§ Required work
Pull out every line below containing the word "codepage".
*** Available data Section Begins ***
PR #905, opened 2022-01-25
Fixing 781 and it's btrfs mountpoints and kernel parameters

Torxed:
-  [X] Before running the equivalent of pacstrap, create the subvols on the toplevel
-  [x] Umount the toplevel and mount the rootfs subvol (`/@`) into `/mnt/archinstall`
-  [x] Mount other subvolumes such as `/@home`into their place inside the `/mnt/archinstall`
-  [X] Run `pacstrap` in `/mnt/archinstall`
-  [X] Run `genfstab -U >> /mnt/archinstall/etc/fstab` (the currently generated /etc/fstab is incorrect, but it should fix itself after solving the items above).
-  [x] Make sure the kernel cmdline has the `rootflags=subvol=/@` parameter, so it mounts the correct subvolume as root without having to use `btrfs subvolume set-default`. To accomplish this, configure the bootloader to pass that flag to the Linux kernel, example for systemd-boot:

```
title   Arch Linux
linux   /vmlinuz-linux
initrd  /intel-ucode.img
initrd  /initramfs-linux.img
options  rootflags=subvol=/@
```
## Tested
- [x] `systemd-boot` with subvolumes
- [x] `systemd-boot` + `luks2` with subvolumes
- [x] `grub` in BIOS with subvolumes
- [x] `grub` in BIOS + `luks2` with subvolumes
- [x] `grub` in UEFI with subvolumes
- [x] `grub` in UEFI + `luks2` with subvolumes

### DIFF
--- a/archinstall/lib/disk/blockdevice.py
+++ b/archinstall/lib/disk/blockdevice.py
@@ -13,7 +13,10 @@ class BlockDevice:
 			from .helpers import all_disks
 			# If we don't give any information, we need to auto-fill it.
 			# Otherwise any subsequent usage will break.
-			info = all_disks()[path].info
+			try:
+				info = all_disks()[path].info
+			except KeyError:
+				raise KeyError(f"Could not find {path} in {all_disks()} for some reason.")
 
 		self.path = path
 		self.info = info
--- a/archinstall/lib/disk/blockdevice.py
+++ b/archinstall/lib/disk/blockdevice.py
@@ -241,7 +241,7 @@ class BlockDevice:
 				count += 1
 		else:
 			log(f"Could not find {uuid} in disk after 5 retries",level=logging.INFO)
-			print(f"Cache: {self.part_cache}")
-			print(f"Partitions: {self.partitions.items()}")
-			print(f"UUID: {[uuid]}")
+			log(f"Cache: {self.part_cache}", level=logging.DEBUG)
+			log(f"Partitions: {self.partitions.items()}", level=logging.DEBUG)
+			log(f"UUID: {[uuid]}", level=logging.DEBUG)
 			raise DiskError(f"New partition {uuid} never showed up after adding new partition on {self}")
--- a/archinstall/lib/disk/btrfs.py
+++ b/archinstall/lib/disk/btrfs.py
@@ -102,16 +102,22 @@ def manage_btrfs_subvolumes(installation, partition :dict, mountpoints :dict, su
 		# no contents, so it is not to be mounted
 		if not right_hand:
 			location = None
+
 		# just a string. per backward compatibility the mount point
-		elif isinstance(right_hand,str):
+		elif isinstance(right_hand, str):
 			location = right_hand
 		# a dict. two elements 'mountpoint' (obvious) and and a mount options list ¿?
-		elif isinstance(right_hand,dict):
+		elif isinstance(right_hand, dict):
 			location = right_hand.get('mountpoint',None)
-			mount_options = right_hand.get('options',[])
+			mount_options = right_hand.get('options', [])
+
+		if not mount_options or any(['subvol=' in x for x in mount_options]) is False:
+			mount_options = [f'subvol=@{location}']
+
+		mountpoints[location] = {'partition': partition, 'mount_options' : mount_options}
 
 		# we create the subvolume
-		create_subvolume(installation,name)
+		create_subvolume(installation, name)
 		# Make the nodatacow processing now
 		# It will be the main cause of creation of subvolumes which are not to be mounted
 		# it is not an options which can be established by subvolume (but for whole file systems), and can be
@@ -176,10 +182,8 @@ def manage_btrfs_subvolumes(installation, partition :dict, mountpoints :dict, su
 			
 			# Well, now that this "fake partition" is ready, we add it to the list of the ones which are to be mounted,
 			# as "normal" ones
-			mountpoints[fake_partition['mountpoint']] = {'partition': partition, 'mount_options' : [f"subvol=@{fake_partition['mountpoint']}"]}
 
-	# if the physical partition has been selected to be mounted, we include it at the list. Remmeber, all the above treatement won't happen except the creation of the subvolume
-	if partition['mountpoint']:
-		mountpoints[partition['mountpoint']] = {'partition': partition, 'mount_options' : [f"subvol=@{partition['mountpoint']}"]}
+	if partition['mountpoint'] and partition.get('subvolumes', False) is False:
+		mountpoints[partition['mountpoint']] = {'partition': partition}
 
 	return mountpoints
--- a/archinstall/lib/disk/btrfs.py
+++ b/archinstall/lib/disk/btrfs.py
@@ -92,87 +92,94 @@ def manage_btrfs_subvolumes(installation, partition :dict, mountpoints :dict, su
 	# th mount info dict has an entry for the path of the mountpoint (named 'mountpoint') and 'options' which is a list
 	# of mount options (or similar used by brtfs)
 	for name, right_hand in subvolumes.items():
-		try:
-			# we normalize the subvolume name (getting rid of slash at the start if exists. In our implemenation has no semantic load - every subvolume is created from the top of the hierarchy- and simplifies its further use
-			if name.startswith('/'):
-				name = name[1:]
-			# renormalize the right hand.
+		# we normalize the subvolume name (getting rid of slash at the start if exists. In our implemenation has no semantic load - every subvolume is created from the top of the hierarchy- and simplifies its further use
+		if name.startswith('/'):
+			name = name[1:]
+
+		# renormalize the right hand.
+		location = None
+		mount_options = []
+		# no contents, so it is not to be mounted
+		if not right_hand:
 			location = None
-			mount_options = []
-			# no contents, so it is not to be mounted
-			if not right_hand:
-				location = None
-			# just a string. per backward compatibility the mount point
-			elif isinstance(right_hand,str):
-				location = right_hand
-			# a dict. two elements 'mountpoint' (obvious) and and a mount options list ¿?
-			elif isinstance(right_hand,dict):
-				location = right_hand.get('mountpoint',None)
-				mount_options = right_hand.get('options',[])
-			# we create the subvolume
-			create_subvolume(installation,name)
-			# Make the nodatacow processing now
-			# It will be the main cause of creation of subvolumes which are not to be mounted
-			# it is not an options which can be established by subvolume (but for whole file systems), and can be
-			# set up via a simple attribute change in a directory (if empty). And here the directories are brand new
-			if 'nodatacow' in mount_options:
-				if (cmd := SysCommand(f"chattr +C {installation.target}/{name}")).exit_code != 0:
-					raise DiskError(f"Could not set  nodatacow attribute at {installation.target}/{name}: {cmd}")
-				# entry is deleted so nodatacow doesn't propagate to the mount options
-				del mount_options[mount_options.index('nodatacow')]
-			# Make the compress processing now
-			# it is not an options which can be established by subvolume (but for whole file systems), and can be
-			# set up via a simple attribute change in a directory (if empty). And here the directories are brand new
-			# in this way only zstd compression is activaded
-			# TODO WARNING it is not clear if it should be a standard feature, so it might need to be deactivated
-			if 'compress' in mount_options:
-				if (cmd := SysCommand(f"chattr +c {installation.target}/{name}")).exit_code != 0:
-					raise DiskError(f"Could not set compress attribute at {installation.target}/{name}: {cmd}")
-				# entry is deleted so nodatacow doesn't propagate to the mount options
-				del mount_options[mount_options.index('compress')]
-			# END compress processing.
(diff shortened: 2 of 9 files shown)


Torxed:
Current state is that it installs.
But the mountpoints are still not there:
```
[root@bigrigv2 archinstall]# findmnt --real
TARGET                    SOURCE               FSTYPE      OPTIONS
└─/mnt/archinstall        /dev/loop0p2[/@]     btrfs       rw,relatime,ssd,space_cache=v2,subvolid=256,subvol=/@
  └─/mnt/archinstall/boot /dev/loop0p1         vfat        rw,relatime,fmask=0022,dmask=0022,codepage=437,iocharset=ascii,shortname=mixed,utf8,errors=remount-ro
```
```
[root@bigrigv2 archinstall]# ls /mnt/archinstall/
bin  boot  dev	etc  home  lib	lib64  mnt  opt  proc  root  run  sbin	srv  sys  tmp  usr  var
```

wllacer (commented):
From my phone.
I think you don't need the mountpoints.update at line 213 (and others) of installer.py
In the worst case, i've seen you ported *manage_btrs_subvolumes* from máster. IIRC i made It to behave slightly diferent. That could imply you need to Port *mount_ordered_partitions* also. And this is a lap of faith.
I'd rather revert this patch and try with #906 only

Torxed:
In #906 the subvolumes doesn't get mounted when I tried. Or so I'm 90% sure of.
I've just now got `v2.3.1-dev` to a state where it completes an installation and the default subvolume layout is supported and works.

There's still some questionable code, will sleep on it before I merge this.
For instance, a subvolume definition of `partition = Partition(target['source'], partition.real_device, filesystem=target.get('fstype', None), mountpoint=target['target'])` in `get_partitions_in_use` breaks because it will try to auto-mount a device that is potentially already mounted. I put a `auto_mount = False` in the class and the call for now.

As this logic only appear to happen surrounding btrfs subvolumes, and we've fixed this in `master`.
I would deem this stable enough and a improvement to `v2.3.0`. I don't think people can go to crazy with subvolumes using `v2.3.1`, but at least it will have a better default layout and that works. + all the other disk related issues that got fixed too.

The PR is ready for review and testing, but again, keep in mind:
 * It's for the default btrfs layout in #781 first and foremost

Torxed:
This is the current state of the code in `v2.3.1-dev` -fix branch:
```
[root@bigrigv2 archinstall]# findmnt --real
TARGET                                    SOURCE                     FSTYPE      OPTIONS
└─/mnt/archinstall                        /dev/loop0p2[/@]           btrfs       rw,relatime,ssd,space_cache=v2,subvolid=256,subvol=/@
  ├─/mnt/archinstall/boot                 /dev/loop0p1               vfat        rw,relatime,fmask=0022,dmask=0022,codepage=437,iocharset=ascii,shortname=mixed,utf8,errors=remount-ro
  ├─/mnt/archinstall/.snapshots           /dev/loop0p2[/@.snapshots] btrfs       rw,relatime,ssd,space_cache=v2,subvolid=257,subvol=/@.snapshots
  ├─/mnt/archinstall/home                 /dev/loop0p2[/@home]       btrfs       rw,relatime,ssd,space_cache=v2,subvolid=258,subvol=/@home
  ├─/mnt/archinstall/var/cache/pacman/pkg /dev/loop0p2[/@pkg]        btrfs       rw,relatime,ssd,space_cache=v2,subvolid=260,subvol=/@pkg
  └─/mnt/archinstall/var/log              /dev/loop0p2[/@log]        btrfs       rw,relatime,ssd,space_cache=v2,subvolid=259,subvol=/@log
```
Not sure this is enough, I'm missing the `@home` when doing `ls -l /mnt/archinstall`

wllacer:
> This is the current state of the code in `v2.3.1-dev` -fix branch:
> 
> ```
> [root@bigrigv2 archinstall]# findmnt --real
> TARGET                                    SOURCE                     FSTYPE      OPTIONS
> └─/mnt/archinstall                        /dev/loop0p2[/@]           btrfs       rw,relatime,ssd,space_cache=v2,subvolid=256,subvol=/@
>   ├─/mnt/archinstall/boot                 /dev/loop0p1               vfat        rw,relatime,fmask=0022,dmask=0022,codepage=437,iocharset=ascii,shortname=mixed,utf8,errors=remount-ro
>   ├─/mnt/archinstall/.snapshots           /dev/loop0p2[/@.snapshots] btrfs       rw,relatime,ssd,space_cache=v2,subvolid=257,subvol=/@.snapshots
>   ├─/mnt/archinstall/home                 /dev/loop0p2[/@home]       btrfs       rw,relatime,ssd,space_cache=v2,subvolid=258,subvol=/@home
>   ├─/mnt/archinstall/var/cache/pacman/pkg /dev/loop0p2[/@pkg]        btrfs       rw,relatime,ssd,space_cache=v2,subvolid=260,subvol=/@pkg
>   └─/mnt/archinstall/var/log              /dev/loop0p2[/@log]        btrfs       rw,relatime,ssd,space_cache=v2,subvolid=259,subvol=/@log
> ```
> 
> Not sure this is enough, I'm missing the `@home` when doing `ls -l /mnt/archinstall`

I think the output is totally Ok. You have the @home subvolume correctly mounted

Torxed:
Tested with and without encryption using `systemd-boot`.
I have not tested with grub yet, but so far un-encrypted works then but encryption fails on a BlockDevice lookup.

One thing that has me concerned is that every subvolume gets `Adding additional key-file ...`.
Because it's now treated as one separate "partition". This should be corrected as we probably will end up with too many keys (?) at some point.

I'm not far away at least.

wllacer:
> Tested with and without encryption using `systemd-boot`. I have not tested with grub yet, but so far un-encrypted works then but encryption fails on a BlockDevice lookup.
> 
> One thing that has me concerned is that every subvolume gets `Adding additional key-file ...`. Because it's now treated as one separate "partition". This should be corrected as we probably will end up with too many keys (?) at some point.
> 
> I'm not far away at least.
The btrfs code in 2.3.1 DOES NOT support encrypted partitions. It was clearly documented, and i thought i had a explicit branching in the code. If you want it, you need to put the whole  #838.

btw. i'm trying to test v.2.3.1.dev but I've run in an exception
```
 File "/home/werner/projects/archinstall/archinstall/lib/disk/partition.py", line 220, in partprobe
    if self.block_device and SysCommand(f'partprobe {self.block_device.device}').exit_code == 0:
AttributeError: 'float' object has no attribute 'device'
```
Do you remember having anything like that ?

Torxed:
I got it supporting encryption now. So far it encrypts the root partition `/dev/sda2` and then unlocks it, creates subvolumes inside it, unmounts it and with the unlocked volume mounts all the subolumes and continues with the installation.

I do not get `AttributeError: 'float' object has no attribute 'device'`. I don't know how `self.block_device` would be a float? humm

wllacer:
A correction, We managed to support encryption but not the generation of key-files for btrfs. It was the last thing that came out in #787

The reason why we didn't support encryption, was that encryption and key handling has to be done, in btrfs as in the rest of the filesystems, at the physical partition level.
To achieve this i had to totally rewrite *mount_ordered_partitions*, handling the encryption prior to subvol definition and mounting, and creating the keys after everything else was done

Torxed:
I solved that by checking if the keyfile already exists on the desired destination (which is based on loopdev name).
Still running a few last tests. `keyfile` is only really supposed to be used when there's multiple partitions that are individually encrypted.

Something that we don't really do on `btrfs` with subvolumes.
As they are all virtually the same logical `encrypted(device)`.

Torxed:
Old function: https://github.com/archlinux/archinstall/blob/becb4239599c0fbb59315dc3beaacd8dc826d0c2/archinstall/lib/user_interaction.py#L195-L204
*** Available data Section Ends ***
§ Output for this task
  └─/mnt/archinstall/boot /dev/loop0p1         vfat        rw,relatime,fmask=0022,dmask=0022,codepage=437,iocharset=ascii,shortname=mixed,utf8,errors=remount-ro
  ├─/mnt/archinstall/boot                 /dev/loop0p1               vfat        rw,relatime,fmask=0022,dmask=0022,codepage=437,iocharset=ascii,shortname=mixed,utf8,errors=remount-ro
>   ├─/mnt/archinstall/boot                 /dev/loop0p1               vfat        rw,relatime,fmask=0022,dmask=0022,codepage=437,iocharset=ascii,shortname=mixed,utf8,errors=remount-ro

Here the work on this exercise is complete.